Bolivia became the first McDonald’s-free Latin American nation, after struggling for more than a decade to keep their numbers out of ‘the red.’ And that fact is still making news.
After 14 years in the nation and despite many campaigns and promos McDonald’s was forced to close in 2002, its 8 Bolivian restaurants in the major cities of La Paz, Cochabamba and Santa Cruz de la Sierra.
McDonald’s served its last hamburgers in Bolivia on a Saturday at midnight , after announcing a global restructuring plan in which it would close its doors in seven other countries with poor profit margins.
The failure of McDonald’s in Bolivia had such a deep impact that a documentary titled “Por que quebro McDonald’s en Bolivia” or “Why did McDonald’s Bolivia go Bankrupt,” trying to explain why did Bolivians never crossed-over from their empanadas to Big Macs. As the filmmaker Fernando Martinez said, ” (it is ) Culture beat a transnational, globalized world,”. The rejection isn’t necessarily based on the taste or the type of food McDonald’s prepared. The rejection of the fast food system stemmed from Bolivian’s mindset of how meals are to be properly prepared. Bolivians more so respect their bodies, valuing the quality of what goes into their stomach. The time it takes for fast food to be prepared throws up a warning flag in their minds. Where other cultures see no risk, eating McDonald’s every week; Bolivians feel that it just isn’t worth the health risk.
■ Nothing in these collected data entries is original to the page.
PR #486, opened 2026-06-25
[G 1/2]: Driver Component

nlordell:
This PR introduces a driver component to facilitate the plumbing between the shared utilities.

This phase (G) was not part of the original plan, but was introduced in order to facilitate the use of the components introduced by the shared crate.

### Context and Motivation

This is the "top level" component that is expected to be initialized by each of the services and used to drive the protocols forward.

### Decisions and Tradeoffs

For now, initialization is manual (in other words, it is expected that the caller initializes all driver components and passes them in). I plan on simplifying this (although without trying on both the sentinel and validator, it is hard to know what parts of the initialization should be automatic, and which parts should be manual.

Transaction queuing was changed to be bundle based, this ensures that all actions after a state transition are processed together and added to the transaction queue storage (in case of an untimely restart).

---

## CLA signature

### DIFF
--- a/crates/core/src/driver.rs
+++ b/crates/core/src/driver.rs
@@ -1,0 +1,156 @@
+//! Service driver.
+//!
+//! Ties the core building blocks together into a running service: it follows
+//! the chain with an [`indexer`](crate::index), feeds block updates to the
+//! [`transaction queue`](crate::tx) for its per-block housekeeping, and feeds
+//! every update to the [`state machine`](crate::state). The actions produced by
+//! the state machine are encoded into transactions by the [`Service`] and queued
+//! for submission.
+
+use crate::{
+    index::{self, Update, Watcher, events::Events},
+    state::{self, StateMachine, StateTransition},
+    tx::{self, Transaction, TransactionQueue},
+};
+use alloy::providers::Provider;
+use serde::{Serialize, de::DeserializeOwned};
+use std::{pin::Pin, time::Duration};
+
+/// How long to wait after a failed step before retrying, to avoid spinning on a
+/// persistent failure (such as an unreachable RPC node).
+const STEP_RETRY_DELAY: Duration = Duration::from_millis(100);
+
+/// Whether the [`Driver::run`] loop should keep processing updates or stop.
+enum Loop {
+    /// Continue with the next iteration.
+    Continue,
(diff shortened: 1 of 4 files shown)


crates/core/src/driver.rs
```diff
@@ -0,0 +1,113 @@
...
+    Transactions(#[from] tx::Error),
+}
+
+/// A Safenet service.
+///
+/// Implementors describe how the service observes the chain (its [`Events`]) and
+/// reacts to it (its [`State`](Service::State) and
+/// [`Transition`](Service::Transition)), and how the resulting
+/// [`Action`](Service::Action)s map onto onchain transactions.
+pub trait Service: StateTransition<Self::State> {
```
rmeissner, line 51: question: tbh this one is weird for me and made it harder to understand.

The `encode_actions` is surprising to me here, as I was not expecting it as part of the "Service". Also that the Service extends StateTransition is not intuitive for me.

Why do we need this trait? Is it to connect the types?

I.e. For me the Driver fits into my mental model of the Service. It would have the following fields:
- watcher
  - > Observers the onchain events
- state (which would also hold the transition function, but imo the driver doesn't need to know about it)
  - > Consumes the events to update the state and produce actions
- encoder 
  - > Convert the actions into transactions
- transactions
  - > Handle the submission of the transactions onchain

crates/core/src/driver.rs
```diff
@@ -0,0 +1,113 @@
...
+        }
+    }
+
+    /// Runs the service, processing indexer updates forever.
+    ///
+    /// A failed step is retried on the next iteration rather than stopping the
+    /// service.
+    pub async fn run(mut self) {
+        loop {
+            let _ = self.step().await;
```
rmeissner: question: how is this driver stopped?

rmeissner (approved):

crates/core/src/driver.rs
nlordell: It was introduced in #487, and merged into here - it stops on Ctrl-C.

crates/core/src/driver.rs
nlordell: As discussed in the office hours, the `Service` represents the "service-specific-functions" more than an actual service component.

We decided we would rename this, I will do it in a follow up to not break my current PR stack.

PR #502, opened 2026-06-30
Refactor Coverage Report Submission

nlordell:
### Context and Motivation

We introduced Rust coverage reports in #501, and noticed some issues in the process:

- In an ideal world, we would not depend on 3rd-party GitHub actions for generating coverage reports (because of the supply chain risk)
- The required GitHub actions was taking `ci / check` or `rust / check` and didn't actually require both to pass
- Generally speaking, generating coverage reports should not be required as a mandatory CI checks required for merging

In order to address the issues above, we moved coverage generation to its own workflow, and merged the Rust checks into the CI workflow (now that we've fully embraced the Rust).

### Decisions and Tradeoffs

- Instead of keeping a `report-coverage` action, we instead moved the logic to a `generate-coverage-report.sh` script that can more easily be run locally in order to test the coverage report generation (and generally check the stats locally).
- We now have actions for installing the required tools (`lcov` and `cargo-llvm-cov`) in a way that does not depend on 3rd party actions
- The Rust checks are now part of the CI checks (the distinction is not useful); this also means that if CI fails, then the merge will be blocked.

---

## CLA signature


nlordell:
It looks like the `post_coverage_comment` is running with the workflow file from `main` branch (https://github.com/safe-research/safenet/actions/runs/28458631494). This doesn't work because the report is generated separately in a new `coverage` workflow (while the old workflow expects the `ci` workflow). The `coverage-report.md` looks good though:

https://github.com/safe-research/safenet/actions/runs/28458393635

I suspect that, once this PR is merged, this will resolve itself.

.github/workflows/coverage.yml
```diff
@@ -0,0 +1,62 @@
...
+      - uses: ./.github/actions/install-cargo-llvm-cov
+
+      - run: npm ci
+      - run: scripts/generate_coverage_report.sh
+
+      # Post the report as a step summary (safe for fork PRs) and upload it as
+      # an artifact so the privileged post_coverage_comment workflow can post it
+      # as a PR comment.
+      - name: Post Coverage Step Summary
+        if: github.event_name == 'pull_request'
```
rmeissner: Nit: this should always be possible

If we don't post any result then coverage is only visible in the tun logs, not sure if we then need to run this workflow at all

rmeissner (approved):

.github/workflows/coverage.yml
nlordell: Ah nice catch - this is leftover from splitting off the coverage bits from ci.yml into coverage.yml.

Will fix.

The nice thing about this part of the job is that we see coverage information in the run summary in case posting the GH comment fails.

PR #503, opened 2026-06-30
[B 1]: Add detector and state

rmeissner:
Add initial implementation of decetector and state. The detector is mostly a placeholder that checks against a block list.

---

## CLA signature

### DIFF
--- a/crates/sentinel/src/detector.rs
+++ b/crates/sentinel/src/detector.rs
@@ -1,0 +1,62 @@
+use std::collections::HashSet;
+
+use alloy::primitives::Address;
+
+use crate::bindings::consensus::SafeTransaction;
+
+/// Decides whether a proposed oracle transaction should be approved.
+///
+/// Approves every transaction whose destination is not in the blocklist;
+/// mirrors `createDetector` from `sentinel/detector.ts`.
+pub struct Detector {
+    blocklist: HashSet<Address>,
+}
+
+impl Detector {
+    #[cfg_attr(not(test), expect(dead_code))]
+    pub fn new(blocklist: impl IntoIterator<Item = Address>) -> Self {
+        Self {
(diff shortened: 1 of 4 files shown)


crates/sentinel/src/detector.rs
```diff
@@ -0,0 +1,76 @@
...
+///
+/// Approves every transaction whose destination is not in the blocklist;
+/// mirrors `createDetector` from `sentinel/detector.ts`.
+pub struct Detector {
+    blocklist: HashSet<Address>,
+}
+
+impl Detector {
+    #[cfg_attr(not(test), expect(dead_code))]
+    pub fn new(blocklist: Vec<Address>) -> Self {
```
nlordell: Nit: 
```suggestion
    pub fn new(blocklist: impl IntoIterator<Item = Address>) -> Self {
```

This should let you create with both `Vec` like you do now, and any other thing that is an iterator (for example an array like: `Detector::new([...])`)

crates/sentinel/src/detector.rs
```diff
@@ -0,0 +1,76 @@
...
+            value: U256::ZERO,
+            data: Bytes::new(),
+            operation: Operation::CALL,
+            safeTxGas: U256::ZERO,
+            baseGas: U256::ZERO,
+            gasPrice: U256::ZERO,
+            gasToken: Address::ZERO,
+            refundReceiver: Address::ZERO,
+            nonce: U256::ZERO,
+        }
```
nlordell, line 41: Nit: you might be able to derive `Default` in the `sol` macro, then you can write this much more succinctly:

```suggestion
        SafeTransaction {
            to,
            ..Default::default()
        }
```

nlordell (approved):

nlordell:
LGTM, just some minor style suggestions

PR #504, opened 2026-06-30
[D 1]: Add (partial) Sentinel Service

rmeissner:
Partial implementation of the Sentinel service. It only contains the encoding of actions (and the required actions enum) for now.

---

## CLA signature

### DIFF
--- a/crates/sentinel/src/action.rs
+++ b/crates/sentinel/src/action.rs
@@ -1,0 +1,28 @@
+use alloy::primitives::{B256, U256};
+
+/// An action emitted by the sentinel during a state transition.
+#[derive(Debug, Clone, PartialEq, Eq)]
+#[cfg_attr(not(test), expect(dead_code))]
+pub enum SentinelActionKind {
+    /// Approve the fee token to be spent by the oracle (bond pre-authorisation).
+    ApproveToken { bond: U256 },
+    /// Cast an approve vote for the request with the given id.
+    CommitApprove { id: B256 },
+    /// Cast a deny vote for the request with the given id.
+    CommitDeny { id: B256 },
+    /// Finalise the committed vote for the request with the given id.
+    Finalize { id: B256 },
+    /// Claim the bond and reward for the request with the given id.
+    Claim { id: B256 },
+}
+
+/// A sentinel action tagged with the voting-deadline block by which it is
+/// no longer useful.
+///
+/// The deadline is forwarded to the `TransactionQueue` as the per-tx expiry
+/// so the queue can drop it if it goes unsubmitted past that block.
+#[derive(Debug, Clone, PartialEq, Eq)]
+pub struct SentinelAction {
+    pub kind: SentinelActionKind,
+    pub expires_at: u64,
+}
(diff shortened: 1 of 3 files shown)


crates/sentinel/src/state.rs
```diff
@@ -0,0 +1,72 @@
+use alloy::primitives::{B256, U256};
+use serde::{Deserialize, Serialize};
+
+/// Actions emitted by the sentinel during state transitions.
+#[derive(Debug, Clone, PartialEq, Eq, Serialize, Deserialize)]
+pub enum SentinelAction {
```
nlordell: I was completely confused for a second, because this file looked completely different to the `state` module from #503, but this is only the actions.

question: Why not use an `action` module for this?

crates/sentinel/src/state.rs
```diff
@@ -0,0 +1,72 @@
...
+    pub expires_at: u64,
+}
+
+#[cfg(test)]
+mod tests {
+    use super::*;
+
+    #[test]
+    fn action_serde_roundtrip() {
+        let cases: &[SentinelAction] = &[
```
nlordell: Type annotation should not be necessary here:
```suggestion
        let cases = &[
```

crates/sentinel/src/state.rs
```diff
@@ -0,0 +1,72 @@
...
+    /// Cast a deny vote for the request with the given id.
+    CommitDeny { id: B256 },
+    /// Finalise the committed vote for the request with the given id.
+    Finalize { id: B256 },
+    /// Claim the bond and reward for the request with the given id.
+    Claim { id: B256 },
+}
+
+/// A [`SentinelAction`] tagged with the voting-deadline block by which it is
+/// no longer useful, matching the TS `SentinelActionWithTimeout` pattern.
```
nlordell: nit: since we will deprecate the TS code, references like this are (IMO) going to be confusing in the future.


```suggestion
/// no longer useful.
```

crates/sentinel/src/state.rs
nlordell: uber naming nit: Typically, when we have the pattern "(sum type) product type" you typically call the sum type `${NAME}Kind` and the product type `${NAME}` (so here, `SentinelActionKind` and `SentinelAction` (for example, from the Rust standard library: https://doc.rust-lang.org/stable/std/mem/type_info/struct.Type.html#structfield.kind).

crates/sentinel/src/state.rs
```diff
@@ -0,0 +1,72 @@
+use alloy::primitives::{B256, U256};
+use serde::{Deserialize, Serialize};
+
+/// Actions emitted by the sentinel during state transitions.
+#[derive(Debug, Clone, PartialEq, Eq, Serialize, Deserialize)]
```
nlordell, line 6: question: why is serialization necessary on this type?

rmeissner: Good, question. I thin that was assumed because in the TS version these were serialized into the db, but here we only serialize the transactions resulting from an action, so it should not be necessary.

crates/sentinel/src/state.rs
rmeissner: will change. Iirc this was inspired by the TS version.

nlordell (approved):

Bolivians seek well prepared, local meals, and want to know that their food was prepared the right way.
The documentary (english subtitle is not available at the moment though) includes interviews with cooks, sociologists, nutritionists and educators who all seem to agree, Bolivians are not against hamburgers per sé, just against ‘fast food,’ a concept widely unaccepted in the Bolivian community.